(EXERCISE INSTRUCTIONS): Write every entry out again, exactly as given.

(INPUT MATERIAL):

----------------

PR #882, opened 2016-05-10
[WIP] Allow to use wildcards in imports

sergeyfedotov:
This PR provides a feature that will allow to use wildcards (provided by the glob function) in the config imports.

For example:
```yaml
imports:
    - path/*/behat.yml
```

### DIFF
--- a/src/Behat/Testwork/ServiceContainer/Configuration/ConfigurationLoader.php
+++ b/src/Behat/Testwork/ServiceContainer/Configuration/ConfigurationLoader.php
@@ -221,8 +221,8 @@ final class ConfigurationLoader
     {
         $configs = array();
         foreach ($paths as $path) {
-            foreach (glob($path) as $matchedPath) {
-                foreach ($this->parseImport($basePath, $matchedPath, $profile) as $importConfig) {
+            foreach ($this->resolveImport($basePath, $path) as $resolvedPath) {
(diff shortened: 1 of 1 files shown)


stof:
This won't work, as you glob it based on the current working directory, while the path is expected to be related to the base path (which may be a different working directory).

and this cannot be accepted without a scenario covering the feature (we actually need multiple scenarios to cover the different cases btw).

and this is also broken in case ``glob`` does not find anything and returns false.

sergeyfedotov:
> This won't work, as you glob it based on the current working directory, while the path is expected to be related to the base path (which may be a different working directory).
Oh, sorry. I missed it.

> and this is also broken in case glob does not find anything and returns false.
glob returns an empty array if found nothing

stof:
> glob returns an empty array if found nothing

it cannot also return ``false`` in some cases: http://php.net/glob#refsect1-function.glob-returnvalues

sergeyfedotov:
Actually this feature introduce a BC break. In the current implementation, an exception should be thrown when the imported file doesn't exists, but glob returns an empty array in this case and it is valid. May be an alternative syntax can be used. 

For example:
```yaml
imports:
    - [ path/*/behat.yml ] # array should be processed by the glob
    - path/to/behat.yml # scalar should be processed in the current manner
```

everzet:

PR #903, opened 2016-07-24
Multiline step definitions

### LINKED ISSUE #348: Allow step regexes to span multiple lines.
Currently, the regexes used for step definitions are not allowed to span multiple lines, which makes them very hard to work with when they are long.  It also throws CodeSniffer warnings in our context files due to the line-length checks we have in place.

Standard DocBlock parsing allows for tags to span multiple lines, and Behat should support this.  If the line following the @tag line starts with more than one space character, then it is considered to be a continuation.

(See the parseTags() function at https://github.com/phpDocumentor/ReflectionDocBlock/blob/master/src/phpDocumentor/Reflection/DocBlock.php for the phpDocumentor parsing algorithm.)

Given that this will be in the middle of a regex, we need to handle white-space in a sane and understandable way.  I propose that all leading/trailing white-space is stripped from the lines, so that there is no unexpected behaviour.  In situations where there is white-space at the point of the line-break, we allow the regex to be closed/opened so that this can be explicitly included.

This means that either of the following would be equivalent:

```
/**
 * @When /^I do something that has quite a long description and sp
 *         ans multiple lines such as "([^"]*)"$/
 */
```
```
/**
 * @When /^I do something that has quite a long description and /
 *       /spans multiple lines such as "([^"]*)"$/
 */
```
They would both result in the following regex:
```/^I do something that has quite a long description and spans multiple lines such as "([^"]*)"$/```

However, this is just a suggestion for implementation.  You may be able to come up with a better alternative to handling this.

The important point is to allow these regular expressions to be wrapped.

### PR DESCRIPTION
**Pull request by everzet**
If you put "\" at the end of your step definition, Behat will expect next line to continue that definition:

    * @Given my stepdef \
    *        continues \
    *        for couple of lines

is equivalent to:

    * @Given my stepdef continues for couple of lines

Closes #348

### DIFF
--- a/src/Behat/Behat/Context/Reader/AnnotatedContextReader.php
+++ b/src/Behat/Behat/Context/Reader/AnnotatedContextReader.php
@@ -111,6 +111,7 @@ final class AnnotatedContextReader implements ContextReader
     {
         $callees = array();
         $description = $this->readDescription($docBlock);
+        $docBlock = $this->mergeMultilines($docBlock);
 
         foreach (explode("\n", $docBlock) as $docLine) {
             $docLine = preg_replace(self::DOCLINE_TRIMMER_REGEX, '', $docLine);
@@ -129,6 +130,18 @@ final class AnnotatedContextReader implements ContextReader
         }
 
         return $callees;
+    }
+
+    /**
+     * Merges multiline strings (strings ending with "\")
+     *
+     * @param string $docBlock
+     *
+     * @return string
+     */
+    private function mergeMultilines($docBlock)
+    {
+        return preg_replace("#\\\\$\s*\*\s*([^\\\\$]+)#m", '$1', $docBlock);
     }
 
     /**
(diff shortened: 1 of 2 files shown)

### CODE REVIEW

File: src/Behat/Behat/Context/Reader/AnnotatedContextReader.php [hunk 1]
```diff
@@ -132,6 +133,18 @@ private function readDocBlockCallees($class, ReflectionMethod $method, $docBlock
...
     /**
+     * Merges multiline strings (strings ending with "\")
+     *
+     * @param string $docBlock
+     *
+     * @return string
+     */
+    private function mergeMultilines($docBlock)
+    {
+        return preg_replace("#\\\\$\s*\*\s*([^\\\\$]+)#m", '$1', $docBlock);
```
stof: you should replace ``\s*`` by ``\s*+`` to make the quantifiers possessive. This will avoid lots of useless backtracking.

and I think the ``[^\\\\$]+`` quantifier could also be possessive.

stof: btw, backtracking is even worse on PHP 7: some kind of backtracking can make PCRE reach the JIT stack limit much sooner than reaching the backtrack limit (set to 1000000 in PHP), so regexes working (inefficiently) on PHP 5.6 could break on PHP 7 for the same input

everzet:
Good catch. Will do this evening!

----------------

(WRITTEN RESPONSE):
PR #882, opened 2016-05-10
[WIP] Allow to use wildcards in imports

sergeyfedotov:
This PR provides a feature that will allow to use wildcards (provided by the glob function) in the config imports.

For example:
```yaml
imports:
    - path/*/behat.yml
```

### DIFF
--- a/src/Behat/Testwork/ServiceContainer/Configuration/ConfigurationLoader.php
+++ b/src/Behat/Testwork/ServiceContainer/Configuration/ConfigurationLoader.php
@@ -221,8 +221,8 @@ final class ConfigurationLoader
     {
         $configs = array();
         foreach ($paths as $path) {
-            foreach (glob($path) as $matchedPath) {
-                foreach ($this->parseImport($basePath, $matchedPath, $profile) as $importConfig) {
+            foreach ($this->resolveImport($basePath, $path) as $resolvedPath) {
(diff shortened: 1 of 1 files shown)


stof:
This won't work, as you glob it based on the current working directory, while the path is expected to be related to the base path (which may be a different working directory).

and this cannot be accepted without a scenario covering the feature (we actually need multiple scenarios to cover the different cases btw).

and this is also broken in case ``glob`` does not find anything and returns false.

sergeyfedotov:
> This won't work, as you glob it based on the current working directory, while the path is expected to be related to the base path (which may be a different working directory).
Oh, sorry. I missed it.

> and this is also broken in case glob does not find anything and returns false.
glob returns an empty array if found nothing

stof:
> glob returns an empty array if found nothing

it cannot also return ``false`` in some cases: http://php.net/glob#refsect1-function.glob-returnvalues

sergeyfedotov:
Actually this feature introduce a BC break. In the current implementation, an exception should be thrown when the imported file doesn't exists, but glob returns an empty array in this case and it is valid. May be an alternative syntax can be used. 

For example:
```yaml
imports:
    - [ path/*/behat.yml ] # array should be processed by the glob
    - path/to/behat.yml # scalar should be processed in the current manner
```

everzet:

PR #903, opened 2016-07-24
Multiline step definitions

### LINKED ISSUE #348: Allow step regexes to span multiple lines.
Currently, the regexes used for step definitions are not allowed to span multiple lines, which makes them very hard to work with when they are long.  It also throws CodeSniffer warnings in our context files due to the line-length checks we have in place.

Standard DocBlock parsing allows for tags to span multiple lines, and Behat should support this.  If the line following the @tag line starts with more than one space character, then it is considered to be a continuation.

(See the parseTags() function at https://github.com/phpDocumentor/ReflectionDocBlock/blob/master/src/phpDocumentor/Reflection/DocBlock.php for the phpDocumentor parsing algorithm.)

Given that this will be in the middle of a regex, we need to handle white-space in a sane and understandable way.  I propose that all leading/trailing white-space is stripped from the lines, so that there is no unexpected behaviour.  In situations where there is white-space at the point of the line-break, we allow the regex to be closed/opened so that this can be explicitly included.

This means that either of the following would be equivalent:

```
/**
 * @When /^I do something that has quite a long description and sp
 *         ans multiple lines such as "([^"]*)"$/
 */
```
```
/**
 * @When /^I do something that has quite a long description and /
 *       /spans multiple lines such as "([^"]*)"$/
 */
```
They would both result in the following regex:
```/^I do something that has quite a long description and spans multiple lines such as "([^"]*)"$/```

However, this is just a suggestion for implementation.  You may be able to come up with a better alternative to handling this.

The important point is to allow these regular expressions to be wrapped.

### PR DESCRIPTION
**Pull request by everzet**
If you put "\" at the end of your step definition, Behat will expect next line to continue that definition:

    * @Given my stepdef \
    *        continues \
    *        for couple of lines

is equivalent to:

    * @Given my stepdef continues for couple of lines

Closes #348

### DIFF
--- a/src/Behat/Behat/Context/Reader/AnnotatedContextReader.php
+++ b/src/Behat/Behat/Context/Reader/AnnotatedContextReader.php
@@ -111,6 +111,7 @@ final class AnnotatedContextReader implements ContextReader
     {
         $callees = array();
         $description = $this->readDescription($docBlock);
+        $docBlock = $this->mergeMultilines($docBlock);
 
         foreach (explode("\n", $docBlock) as $docLine) {
             $docLine = preg_replace(self::DOCLINE_TRIMMER_REGEX, '', $docLine);
@@ -129,6 +130,18 @@ final class AnnotatedContextReader implements ContextReader
         }
 
         return $callees;
+    }
+
+    /**
+     * Merges multiline strings (strings ending with "\")
+     *
+     * @param string $docBlock
+     *
+     * @return string
+     */
+    private function mergeMultilines($docBlock)
+    {
+        return preg_replace("#\\\\$\s*\*\s*([^\\\\$]+)#m", '$1', $docBlock);
     }
 
     /**
(diff shortened: 1 of 2 files shown)

### CODE REVIEW

File: src/Behat/Behat/Context/Reader/AnnotatedContextReader.php [hunk 1]
```diff
@@ -132,6 +133,18 @@ private function readDocBlockCallees($class, ReflectionMethod $method, $docBlock
...
     /**
+     * Merges multiline strings (strings ending with "\")
+     *
+     * @param string $docBlock
+     *
+     * @return string
+     */
+    private function mergeMultilines($docBlock)
+    {
+        return preg_replace("#\\\\$\s*\*\s*([^\\\\$]+)#m", '$1', $docBlock);
```
stof: you should replace ``\s*`` by ``\s*+`` to make the quantifiers possessive. This will avoid lots of useless backtracking.

and I think the ``[^\\\\$]+`` quantifier could also be possessive.

stof: btw, backtracking is even worse on PHP 7: some kind of backtracking can make PCRE reach the JIT stack limit much sooner than reaching the backtrack limit (set to 1000000 in PHP), so regexes working (inefficiently) on PHP 5.6 could break on PHP 7 for the same input

everzet:
Good catch. Will do this evening!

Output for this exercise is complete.